DAWN - Opinion; December 11, 2005

Published December 11, 2005

The system that failed

By Anwar Syed


EVERY so often I find someone arguing that the present disarray in our government and politics will not go away unless we adopt a presidential system. But no one has spelled out the relevant specifics and told us what kind of a presidential system he is commending. We did once have such a system, and I propose to recall its principal features to provide a frame of reference, or a point of departure, for further thinking.

The 1962 Constitution that Ayub Khan had bestowed upon us vested the executive authority of the Republic in the president. He appointed such ministers as he might want to have without reference to the legislature, and they served during his pleasure. He allocated the central government’s work to divisions, approved its rules of business, and specified the manner in which his orders and instructions were to be carried out.

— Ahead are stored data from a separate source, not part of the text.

PR #20, opened 2024-01-04
feat: add aws kms key signer

ncornwell:
Add a key signer for AWS KMS

### DIFF
--- a/bin/publish.sh
+++ b/bin/publish.sh
@@ -16,6 +16,7 @@ declare -a packages=(
     "@dfns/sdk-keyexport-utils"
     "@dfns/sdk-keyimport-utils"
     "@dfns/sdk-keysigner"
+    "@dfns/sdk-awskmssigner"
     "@dfns/sdk-webauthn"
 )
 
--- a/bin/version_all.sh
+++ b/bin/version_all.sh
@@ -18,6 +18,7 @@ npm version --no-git-tag-version \
     --workspace @dfns/sdk-keyexport-utils \
     --workspace @dfns/sdk-keyimport-utils \
     --workspace @dfns/sdk-keysigner \
+    --workspace @dfns/sdk-awskmssigner \
     --workspace @dfns/sdk-webauthn \
     --include-workspace-root "$version"
 
--- a/package-lock.json
+++ b/package-lock.json
@@ -12,6 +12,7 @@
         "packages/*"
       ],
       "dependencies": {
+        "@aws-sdk/client-kms": "^3.485.0",
         "@ethersproject/abstract-provider": "5.7.0",
         "@ethersproject/abstract-signer": "5.7.0",
         "@ethersproject/address": "5.7.0",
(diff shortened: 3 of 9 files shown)


packages/sdk-aws-kms-signer/index.ts
```diff
@@ -0,0 +1,49 @@
...
+    const clientData = Buffer.from(
+      JSON.stringify({
+        type: 'key.get',
+        challenge,
+        origin: this.options.appOrigin,
+        crossOrigin: this.options.crossOrigin ?? false,
+      })
+    )
+
+    const client = new KMSClient({ region: this.options.awsRegion })
```
drunkirishcoder: I think this can be moved to the constructor, that will allow for connection reuse for multiple signing requests.

packages/sdk-aws-kms-signer/index.ts
```diff
@@ -0,0 +1,49 @@
+import { CredentialSigner, KeyAssertion } from '@dfns/sdk'
+import { toBase64Url } from '@dfns/sdk/utils'
+import { KMSClient, SignCommand, SigningAlgorithmSpec } from "@aws-sdk/client-kms";
+
+
+export class AwsKmsKeySigner implements CredentialSigner<KeyAssertion> {
+
+  constructor(
+    private options: {
+      kmsKeyId: string
```
Thibault2ss: Should this one be optional ? If it takes the default `AWS_REGION` in environment ? Or maybe the other way around: should we rather allow people to add the whole kms config ? having `kmsConfig?: KMSClientConfig` in the params instead of `awsRegion` (they might wanna pass aws creds in there as well 🤷 )

drunkirishcoder: same train of thought as above, maybe create a sub type that groups the kms key parameters for the sign command together.

```
kmsKeyConfig: {
  id: string
  algorithm: SigningAlgorithmSpec
}
```

packages/sdk-aws-kms-signer/index.ts
ncornwell: I updated this, let me know if it works given how the constructor operations flow or if I need to instantiate it directly in the constructor.

packages/sdk-aws-kms-signer/package.json
```diff
@@ -0,0 +1,4 @@
+{
+  "name": "@dfns/sdk-aws-kms-signer",
```
drunkirishcoder: nit, `sdk-awskmssigner` to have fewer dashes? otherwise looks good, test and :shipit:

packages/sdk-aws-kms-signer/index.ts
ncornwell: 👍  passing in the config is ideal, region is not required just copying from the docs 😅

packages/sdk-aws-kms-signer/package.json
ncornwell: Need to figure out our dash acceptance criteria 😂 , I've udpated

drunkirishcoder (approved):

packages/sdk-aws-kms-signer/package.json
drunkirishcoder: 😆

PR #24, opened 2024-01-08
fix: remove mediation required from webauthn sdk for better client support

ncornwell:


packages/sdk-webauthn/index.ts
```diff
@@ -17,14 +17,13 @@ export class WebAuthn implements CredentialSigner<Fido2Assertion>, CredentialSto
       rpId: string
       timeout?: number
     }
-  ) {}
+  ) { }
```
Thibault2ss, line 20: is that your linter ?

Thibault2ss (approved):

packages/sdk-webauthn/index.ts
ncornwell: Probably, we should add our standard lint/pre-commit check config

drunkirishcoder (approved):

PR #39, opened 2024-01-29
feat: add web based key signer

ncornwell:


C0x41lch0x41 (dismissed):

packages/sdk-websigner/index.ts
```diff
@@ -0,0 +1,77 @@
+import * as crypto from 'crypto'
+import { CredentialSigner, KeyAssertion } from '@dfns/sdk'
+import { toBase64Url } from '@dfns/sdk/utils'
+
+export class WebKeySigner implements CredentialSigner<KeyAssertion> {
```
Thibault2ss: nit: is the name "Web" clear that it's meant for "client-side" (browser-side)? Maybe `BrowserKeySigner` + package `sdk-browser-keysigner` 🤷

ncornwell: Updated

packages/sdk-browser-keysigner/index.ts
```diff
@@ -0,0 +1,77 @@
...
+    const clientData = JSON.stringify({
+      type: 'key.get',
+      challenge,
+      origin: this.options.appOrigin,
+      crossOrigin: this.options.crossOrigin ?? false,
+    })
+
+
+    const rawSignature = await crypto.subtle.sign(
+      { name: 'ECDSA', hash: { name: 'SHA-256' } },
```
djin-dfns: is `ECDSA` the only thing can be supported?

examples/sdk/browser-keysigner/package.json
```diff
@@ -0,0 +1,17 @@
+{
+  "name": "sdk-browser-keysigner-example",
```
djin-dfns, line 2: does it need to be a separate package or can this just go into the keysigner package? given it has 0 external lib dependency?

packages/sdk-browser-keysigner/package.json
```diff
@@ -0,0 +1,4 @@
+{
+  "name": "@dfns/sdk-browser-keysigner",
```
djin-dfns: does it need to be a separate package or can this just go into the keysigner package? given it has 0 external lib dependency?

examples/sdk/browser-keysigner/index.ts
```diff
@@ -0,0 +1,60 @@
+import { DfnsApiClient } from '@dfns/sdk'
```
djin-dfns, line 2: nit: given this is meant to be used in the browser, would a browser based example showcase it better?

ncornwell: Yes!

packages/sdk-browser-keysigner/package.json
ncornwell: done

packages/sdk-browser-keysigner/index.ts
ncornwell: Yes more protocols can be support, more configuration options will be needed though

packages/sdk-browser-keysigner/package.json
Thibault2ss: mh though the keysigner package is meant for backend side, no ? It uses nodejs `crypto` module, not the navigator crypto one

ncornwell: If you don't use the AsymetricSigner then it doesn't matter

packages/sdk-browser-keysigner/index.ts
djin-dfns: we already have the `algorithm` parameter that's not being used here. maybe we can change it's type from `string` to

```
export type CryptoSubtleAlgorithm = Parameters<typeof crypto.subtle.sign>[0]
```

```
  constructor(
    private options: {
      privateKey: CryptoKey
      credId: string
      appOrigin: string
      crossOrigin?: boolean
      algorithm: CryptoSubtleAlgorithm
    }
  ) { }
```

packages/sdk-browser-keysigner/package.json
djin-dfns: yeah as long as it's not bringing in unnecessary dependencies I think it's ok, since both are just key signers. ideally if we can have a single key signer that works in both environments, that would be even better, but probably not worth the effort.

ncornwell: In theory node crypto is faster than browser subtle crypto, keep 2 for now 😅

packages/sdk-browser-keysigner/index.ts
ncornwell: EdDSA isn't broadly supported yet, I'm going to remove `algorithm` from the params as we can figure it out from the key (`this.options.privateKey.algorithm.name`) and we have limited hash/curve support.

djin-dfns: what about RSA? did we say we want to encourage RSA because people get super confused about ECDSA for action signing and ECDSA in mpc?

djin-dfns (approved):

packages/sdk-browser-keysigner/index.ts
ncornwell: I'll think on that one, RSA can also be a bit confusing, ECDSA I guess does have different curves + hashing algorithms though we would only expect 1.

packages/sdk-browser-keysigner/package.json
Thibault2ss: Ok I guess what's weird is that someone can install that module and use one thing, but not another or it'll fail... a bit weir I think

PR #46, opened 2024-02-09
feat: viem2 example

ncornwell:


djin-dfns:
looks like [alchemy aa sdk](https://github.com/alchemyplatform/aa-sdk/tags) is going to upgrade to viem2 soon, maybe we can just wait for that and upgrade our viem integration.

PR #53, opened 2024-02-27
Add polkadot integration

adriendfns:
Add polkadot integration


packages/lib-polkadot/index.ts
```diff
@@ -0,0 +1,81 @@
...
+    }
+
+    const response = await this.dfnsClient.wallets.generateSignature({
+      walletId: this.walletId,
+      body: { kind: 'Transaction', transaction: data, },
+    })
+
+    assertSignResponseSuccessful(response)
+
+    return u8aToHex(
```
Torakushi: Is there a reason to use this instead of Buffer.Concat?

From what I've seen, u8aFunction are useful when you deal with exotic `U8aLike`. Here you only have Buffer

(Maybe I am missing something)

packages/lib-polkadot/polkadot-signer.ts
```diff
@@ -0,0 +1,15 @@
+import { Signer, SignerResult } from '@polkadot/api/types'
+import { SignerPayloadRaw } from '@polkadot/types/types/extrinsic'
+import { DfnsWallet } from './index'
+
+export class PolkadotSigner implements Signer {
+    // Id we increment for each signature
+    private id: number
```
Torakushi: Just curious, what is it for?

packages/lib-polkadot/index.ts
adriendfns: you are totally correct, It is because I have reused the existing code: https://github.com/dfnsco/blockchain-integrations/blob/m/polkadot-wallet/src/polkadot-signer.ts#L28

And I did not have a closer look, I now have simplified this part a lot

packages/lib-polkadot/polkadot-signer.ts
adriendfns: The type `SignerResult` asks us to return a number. It feels safe to return a different one for each request. 

We can see an example here: https://github.com/polkadot-js/apps/blob/master/packages/react-signer/src/signers/AccountSigner.ts#L29C29-L29C30

I am afraid I don't know more about the underlying logic

ncornwell (dismissed):

packages/lib-polkadot/index.ts
```diff
@@ -0,0 +1,88 @@
...
+  }
+
+  public async broadcast(transaction: string) {
+    const response = await this.dfnsClient.wallets.broadcastTransaction({
+      walletId: this.walletId,
+      body: { kind: 'Transaction', transaction, },
+    })
+
+    return response
+  }
```
djin-dfns: let's drop broadcast. the sdk integration is meant to be working at the signature level, including chains we don't have providers for. broadcast is not part of the sdk integration.

packages/lib-polkadot/polkadot-signer.ts
```diff
@@ -0,0 +1,17 @@
+import { Signer, SignerResult } from '@polkadot/api/types'
+import { SignerPayloadJSON } from '@polkadot/types/types/extrinsic'
+import { DfnsWallet } from './index'
+
+export class PolkadotSigner implements Signer {
```
djin-dfns: `DfnsWallet` can implement `Signer` interface, we don't need this extra class.

packages/lib-polkadot/index.ts
adriendfns: removed

packages/lib-polkadot/polkadot-signer.ts
adriendfns: done

packages/lib-polkadot/index.ts
```diff
@@ -0,0 +1,81 @@
...
+    return new DfnsWallet(res.address!, options)
+  }
+
+  // Implementation of Signer
+  async signRaw(raw: SignerPayloadRaw): Promise<SignerResult> {
+    const signature = await this.generateSignature(raw.data, raw.address)
+    return { id: ++this.id, signature: signature }
+  }
+
+  public async generateSignature(data: string, address: string) {
```
djin-dfns: make this private? would prefer `signRaw` instead of trying to call this directly. gives us more flexibility in future refactoring.

examples/libs/polkadot/broadcast/main.ts
```diff
@@ -0,0 +1,93 @@
...
+
+  const signerPayload = registry.createType('SignerPayload', unsigned, { version: unsigned.version })
+
+  // Broadcast transaction
+  const response = await dfnsClient.wallets.broadcastTransaction({
+    walletId: polkadotWalletId,
+    body: { kind: 'Transaction', transaction: signerPayload.toHex() },
+  })
+  console.log(`Transaction submitted with hash ${response.txHash}`)
+}
```
djin-dfns: let's drop the broadcast example too. instead, we will strip this down as much as possible and add to our docs (like [here](https://docs.dfns.co/d/api-docs/wallets/broadcast-transaction-from-wallet/solana-broadcast-transaction)).

examples/libs/polkadot/basic-tx/package.json
```diff
@@ -0,0 +1,15 @@
+{
+  "name": "polkadot-basic-tx",
+  "version": "1.0.0",
+  "main": "main.ts",
+  "dependencies": {
+    "@polkadot/api": "10.11.3",
+    "@dfns/lib-polkadot": "file:../../../packages/lib-polkadot"
+  },
```
djin-dfns, line 9: missing `dotenv` as a dependency.

djin-dfns (approved):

He could appoint from amongst members of the National Assembly a number of persons (as many as the number of government divisions) as parliamentary secretaries to perform such functions as he might assign to them. Since his ministers could not be members of the Assembly (because of the required separation of powers), these parliamentary secretaries could serve as his agents in the legislature, for they remained its voting members.

The president was to be elected by 80,000 members of “basic democracies” (rural and urban local councils). The ordinary citizens of Pakistan were thus excluded from participation in his election. He could be removed from office for reasons of physical or mental incapacity, or for wilful violation of the Constitution or gross misconduct. The initial move for his removal or impeachment must be endorsed by at least one third of the total membership of the National Assembly. It must have the support of three quarters of the Assembly’s members to succeed. If one half of them did not vote for it, those who had initiated the move would lose their seats in the National Assembly forthwith. (Enough to scare those who might contemplate his removal.)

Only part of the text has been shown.